• [WORK REQUIRED] Among the records below, find the lines with the word "something" and copy them.

[Stored data]
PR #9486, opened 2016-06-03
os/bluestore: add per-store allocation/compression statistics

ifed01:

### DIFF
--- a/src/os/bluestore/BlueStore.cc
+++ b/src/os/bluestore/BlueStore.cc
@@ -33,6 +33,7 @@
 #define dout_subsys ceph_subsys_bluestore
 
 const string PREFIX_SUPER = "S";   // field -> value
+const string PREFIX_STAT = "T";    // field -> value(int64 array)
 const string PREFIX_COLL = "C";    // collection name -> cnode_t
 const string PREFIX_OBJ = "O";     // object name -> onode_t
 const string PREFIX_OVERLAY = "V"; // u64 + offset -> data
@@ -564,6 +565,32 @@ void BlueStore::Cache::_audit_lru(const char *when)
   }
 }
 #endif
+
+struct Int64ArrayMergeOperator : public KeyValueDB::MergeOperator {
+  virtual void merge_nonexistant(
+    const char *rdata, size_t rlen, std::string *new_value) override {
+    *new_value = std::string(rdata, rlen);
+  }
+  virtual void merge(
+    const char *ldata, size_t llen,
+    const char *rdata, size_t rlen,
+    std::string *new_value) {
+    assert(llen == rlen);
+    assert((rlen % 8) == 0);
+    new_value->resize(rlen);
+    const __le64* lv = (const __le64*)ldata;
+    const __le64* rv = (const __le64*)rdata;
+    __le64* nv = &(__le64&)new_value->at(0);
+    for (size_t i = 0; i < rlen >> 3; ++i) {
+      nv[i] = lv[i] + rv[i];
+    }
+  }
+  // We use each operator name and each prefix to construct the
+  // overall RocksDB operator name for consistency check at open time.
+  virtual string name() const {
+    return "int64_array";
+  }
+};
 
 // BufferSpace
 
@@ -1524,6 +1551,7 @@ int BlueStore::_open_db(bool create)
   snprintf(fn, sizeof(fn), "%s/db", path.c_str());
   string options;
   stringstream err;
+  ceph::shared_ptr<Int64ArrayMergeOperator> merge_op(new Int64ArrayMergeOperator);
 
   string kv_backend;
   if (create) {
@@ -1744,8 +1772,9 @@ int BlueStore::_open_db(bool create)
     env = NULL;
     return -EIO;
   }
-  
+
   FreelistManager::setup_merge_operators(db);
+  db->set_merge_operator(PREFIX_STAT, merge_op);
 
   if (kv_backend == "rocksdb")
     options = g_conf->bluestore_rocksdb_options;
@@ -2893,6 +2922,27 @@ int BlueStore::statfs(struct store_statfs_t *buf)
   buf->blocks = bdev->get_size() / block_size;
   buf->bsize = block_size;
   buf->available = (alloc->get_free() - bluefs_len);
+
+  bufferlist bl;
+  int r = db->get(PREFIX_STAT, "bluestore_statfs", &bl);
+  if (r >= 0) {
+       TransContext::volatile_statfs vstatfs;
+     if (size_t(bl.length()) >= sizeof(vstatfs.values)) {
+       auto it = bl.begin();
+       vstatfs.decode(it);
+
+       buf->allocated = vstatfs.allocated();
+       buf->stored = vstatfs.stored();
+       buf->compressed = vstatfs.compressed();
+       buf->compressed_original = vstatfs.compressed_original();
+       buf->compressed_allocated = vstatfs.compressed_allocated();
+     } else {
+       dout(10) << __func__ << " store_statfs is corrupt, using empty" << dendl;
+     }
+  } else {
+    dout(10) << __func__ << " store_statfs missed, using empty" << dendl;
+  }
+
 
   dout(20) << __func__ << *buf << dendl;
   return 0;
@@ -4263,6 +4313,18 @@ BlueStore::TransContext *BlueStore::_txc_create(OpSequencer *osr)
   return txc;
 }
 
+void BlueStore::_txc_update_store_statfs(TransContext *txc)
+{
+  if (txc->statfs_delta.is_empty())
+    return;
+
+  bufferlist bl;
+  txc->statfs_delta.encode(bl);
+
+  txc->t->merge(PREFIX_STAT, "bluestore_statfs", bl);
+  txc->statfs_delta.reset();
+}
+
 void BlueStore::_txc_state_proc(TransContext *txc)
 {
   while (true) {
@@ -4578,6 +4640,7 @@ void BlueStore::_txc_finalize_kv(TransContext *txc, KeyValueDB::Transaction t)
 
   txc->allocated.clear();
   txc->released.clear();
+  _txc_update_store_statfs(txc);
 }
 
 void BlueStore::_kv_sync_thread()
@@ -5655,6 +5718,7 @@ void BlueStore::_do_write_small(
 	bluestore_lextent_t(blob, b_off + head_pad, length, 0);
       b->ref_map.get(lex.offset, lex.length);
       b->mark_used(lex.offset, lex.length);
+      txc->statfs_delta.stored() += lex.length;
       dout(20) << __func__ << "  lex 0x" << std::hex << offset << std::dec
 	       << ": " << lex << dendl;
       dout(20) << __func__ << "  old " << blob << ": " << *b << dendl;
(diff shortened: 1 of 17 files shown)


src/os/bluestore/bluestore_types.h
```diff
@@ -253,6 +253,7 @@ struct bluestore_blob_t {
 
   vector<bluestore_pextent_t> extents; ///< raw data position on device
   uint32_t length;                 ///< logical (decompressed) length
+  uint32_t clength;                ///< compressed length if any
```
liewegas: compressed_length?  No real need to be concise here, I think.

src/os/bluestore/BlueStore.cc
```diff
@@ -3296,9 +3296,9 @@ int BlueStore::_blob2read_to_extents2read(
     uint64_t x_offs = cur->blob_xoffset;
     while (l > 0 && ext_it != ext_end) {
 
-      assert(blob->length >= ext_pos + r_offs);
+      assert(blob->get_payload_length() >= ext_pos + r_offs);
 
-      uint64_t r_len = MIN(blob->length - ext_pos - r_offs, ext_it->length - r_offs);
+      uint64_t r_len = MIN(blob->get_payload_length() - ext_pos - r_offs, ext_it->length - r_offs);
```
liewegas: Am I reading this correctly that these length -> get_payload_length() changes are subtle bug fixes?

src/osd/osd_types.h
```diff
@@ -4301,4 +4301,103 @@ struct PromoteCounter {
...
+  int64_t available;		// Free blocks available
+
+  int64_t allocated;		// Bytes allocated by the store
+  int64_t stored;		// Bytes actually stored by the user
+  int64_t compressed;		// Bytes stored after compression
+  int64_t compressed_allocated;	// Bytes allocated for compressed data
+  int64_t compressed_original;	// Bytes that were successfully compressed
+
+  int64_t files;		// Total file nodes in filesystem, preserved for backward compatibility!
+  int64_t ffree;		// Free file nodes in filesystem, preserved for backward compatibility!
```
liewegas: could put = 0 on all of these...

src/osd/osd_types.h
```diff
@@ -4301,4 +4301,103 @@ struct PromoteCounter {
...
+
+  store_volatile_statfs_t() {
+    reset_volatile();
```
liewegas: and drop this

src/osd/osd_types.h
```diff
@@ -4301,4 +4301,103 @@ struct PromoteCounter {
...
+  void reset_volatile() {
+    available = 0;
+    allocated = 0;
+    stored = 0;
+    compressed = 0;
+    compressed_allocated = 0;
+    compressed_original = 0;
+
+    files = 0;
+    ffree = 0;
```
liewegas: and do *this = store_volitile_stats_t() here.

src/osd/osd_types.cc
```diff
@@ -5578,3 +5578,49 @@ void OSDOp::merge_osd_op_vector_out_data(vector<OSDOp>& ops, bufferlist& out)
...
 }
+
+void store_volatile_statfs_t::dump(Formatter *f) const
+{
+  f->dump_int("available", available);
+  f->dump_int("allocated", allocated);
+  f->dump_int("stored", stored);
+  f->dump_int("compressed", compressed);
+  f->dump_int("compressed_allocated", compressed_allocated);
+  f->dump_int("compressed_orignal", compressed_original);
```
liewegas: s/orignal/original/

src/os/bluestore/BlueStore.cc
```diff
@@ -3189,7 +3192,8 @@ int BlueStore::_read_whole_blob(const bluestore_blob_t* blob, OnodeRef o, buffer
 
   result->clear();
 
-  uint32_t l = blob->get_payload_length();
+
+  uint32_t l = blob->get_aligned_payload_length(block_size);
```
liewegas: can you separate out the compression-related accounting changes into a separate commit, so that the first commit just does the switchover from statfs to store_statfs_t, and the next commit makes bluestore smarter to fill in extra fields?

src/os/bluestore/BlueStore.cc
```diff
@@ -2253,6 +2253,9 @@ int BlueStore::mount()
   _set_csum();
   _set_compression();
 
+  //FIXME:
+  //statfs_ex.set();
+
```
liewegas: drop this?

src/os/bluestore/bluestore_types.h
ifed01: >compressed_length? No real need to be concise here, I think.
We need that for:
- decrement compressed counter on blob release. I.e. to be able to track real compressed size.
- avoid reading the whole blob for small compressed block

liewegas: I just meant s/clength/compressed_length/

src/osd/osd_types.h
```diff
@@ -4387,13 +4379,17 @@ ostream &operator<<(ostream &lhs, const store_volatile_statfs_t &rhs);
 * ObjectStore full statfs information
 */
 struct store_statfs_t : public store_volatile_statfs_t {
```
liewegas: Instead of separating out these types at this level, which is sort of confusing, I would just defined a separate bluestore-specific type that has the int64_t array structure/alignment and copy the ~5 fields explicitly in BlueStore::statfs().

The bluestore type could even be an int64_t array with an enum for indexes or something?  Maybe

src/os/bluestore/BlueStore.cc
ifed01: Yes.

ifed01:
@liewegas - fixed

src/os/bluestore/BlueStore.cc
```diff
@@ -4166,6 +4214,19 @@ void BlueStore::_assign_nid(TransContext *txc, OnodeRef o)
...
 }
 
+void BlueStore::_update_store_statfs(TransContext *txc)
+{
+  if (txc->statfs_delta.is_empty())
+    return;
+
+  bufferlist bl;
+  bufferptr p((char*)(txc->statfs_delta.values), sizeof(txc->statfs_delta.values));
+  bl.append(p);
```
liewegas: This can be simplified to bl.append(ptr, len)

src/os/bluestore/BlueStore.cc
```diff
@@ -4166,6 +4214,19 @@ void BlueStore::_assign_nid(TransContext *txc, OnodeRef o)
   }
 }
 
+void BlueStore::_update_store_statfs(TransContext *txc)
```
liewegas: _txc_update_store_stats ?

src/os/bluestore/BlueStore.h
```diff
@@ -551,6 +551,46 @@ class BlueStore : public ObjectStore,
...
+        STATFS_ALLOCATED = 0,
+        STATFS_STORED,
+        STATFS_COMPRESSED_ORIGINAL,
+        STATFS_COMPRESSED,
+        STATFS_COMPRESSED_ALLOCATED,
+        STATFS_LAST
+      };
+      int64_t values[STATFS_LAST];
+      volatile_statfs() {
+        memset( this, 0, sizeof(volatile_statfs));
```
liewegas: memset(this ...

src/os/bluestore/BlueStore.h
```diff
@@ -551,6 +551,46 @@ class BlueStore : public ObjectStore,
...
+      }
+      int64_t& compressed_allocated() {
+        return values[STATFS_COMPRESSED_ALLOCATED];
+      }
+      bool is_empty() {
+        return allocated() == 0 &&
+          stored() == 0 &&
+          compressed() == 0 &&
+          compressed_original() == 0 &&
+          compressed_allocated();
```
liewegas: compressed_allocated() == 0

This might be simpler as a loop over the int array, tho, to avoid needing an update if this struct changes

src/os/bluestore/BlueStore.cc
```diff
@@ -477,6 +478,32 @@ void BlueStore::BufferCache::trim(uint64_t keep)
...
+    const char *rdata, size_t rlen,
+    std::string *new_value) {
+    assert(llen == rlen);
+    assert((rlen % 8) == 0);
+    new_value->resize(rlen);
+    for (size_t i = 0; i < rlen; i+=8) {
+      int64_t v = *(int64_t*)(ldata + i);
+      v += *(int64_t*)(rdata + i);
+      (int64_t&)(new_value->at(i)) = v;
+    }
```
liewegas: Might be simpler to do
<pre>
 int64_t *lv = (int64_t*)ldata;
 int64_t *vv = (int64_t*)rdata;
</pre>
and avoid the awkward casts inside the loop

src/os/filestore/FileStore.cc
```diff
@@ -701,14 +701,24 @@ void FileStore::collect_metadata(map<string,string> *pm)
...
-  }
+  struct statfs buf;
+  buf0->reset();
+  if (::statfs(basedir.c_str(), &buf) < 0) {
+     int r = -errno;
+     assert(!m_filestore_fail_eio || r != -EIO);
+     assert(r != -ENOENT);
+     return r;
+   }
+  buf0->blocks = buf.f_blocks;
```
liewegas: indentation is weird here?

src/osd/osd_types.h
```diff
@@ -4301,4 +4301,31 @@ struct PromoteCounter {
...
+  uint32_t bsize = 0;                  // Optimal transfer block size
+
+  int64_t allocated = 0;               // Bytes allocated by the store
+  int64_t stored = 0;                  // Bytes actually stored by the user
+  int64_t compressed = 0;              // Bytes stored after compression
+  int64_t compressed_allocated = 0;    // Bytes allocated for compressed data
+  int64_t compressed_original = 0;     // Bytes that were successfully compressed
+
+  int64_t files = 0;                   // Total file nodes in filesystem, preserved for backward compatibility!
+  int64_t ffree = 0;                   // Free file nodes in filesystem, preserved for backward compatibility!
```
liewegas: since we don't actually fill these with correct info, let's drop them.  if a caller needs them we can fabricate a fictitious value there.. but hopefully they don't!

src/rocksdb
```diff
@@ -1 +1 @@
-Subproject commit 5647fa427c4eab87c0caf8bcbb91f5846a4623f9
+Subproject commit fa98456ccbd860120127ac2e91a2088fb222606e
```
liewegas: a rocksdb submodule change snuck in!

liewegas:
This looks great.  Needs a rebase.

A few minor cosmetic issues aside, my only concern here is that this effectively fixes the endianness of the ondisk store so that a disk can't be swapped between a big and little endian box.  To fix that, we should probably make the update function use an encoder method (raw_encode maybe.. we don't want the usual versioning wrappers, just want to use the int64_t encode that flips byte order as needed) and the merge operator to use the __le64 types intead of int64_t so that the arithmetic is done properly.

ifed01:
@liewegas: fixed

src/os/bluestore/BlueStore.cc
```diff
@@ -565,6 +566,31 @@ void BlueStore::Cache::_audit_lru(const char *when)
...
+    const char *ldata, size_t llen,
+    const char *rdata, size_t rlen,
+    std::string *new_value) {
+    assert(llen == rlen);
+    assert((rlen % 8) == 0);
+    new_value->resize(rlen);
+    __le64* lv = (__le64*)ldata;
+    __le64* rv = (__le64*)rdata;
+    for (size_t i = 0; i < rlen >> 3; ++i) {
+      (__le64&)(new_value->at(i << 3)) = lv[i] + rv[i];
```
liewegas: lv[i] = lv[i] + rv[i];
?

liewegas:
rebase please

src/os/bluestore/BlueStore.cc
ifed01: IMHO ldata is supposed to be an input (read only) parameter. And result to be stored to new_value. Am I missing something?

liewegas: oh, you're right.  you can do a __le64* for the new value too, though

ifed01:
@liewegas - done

• [RESULT FOR THIS TASK]
The bluestore type could even be an int64_t array with an enum for indexes or something?  Maybe
ifed01: IMHO ldata is supposed to be an input (read only) parameter. And result to be stored to new_value. Am I missing something?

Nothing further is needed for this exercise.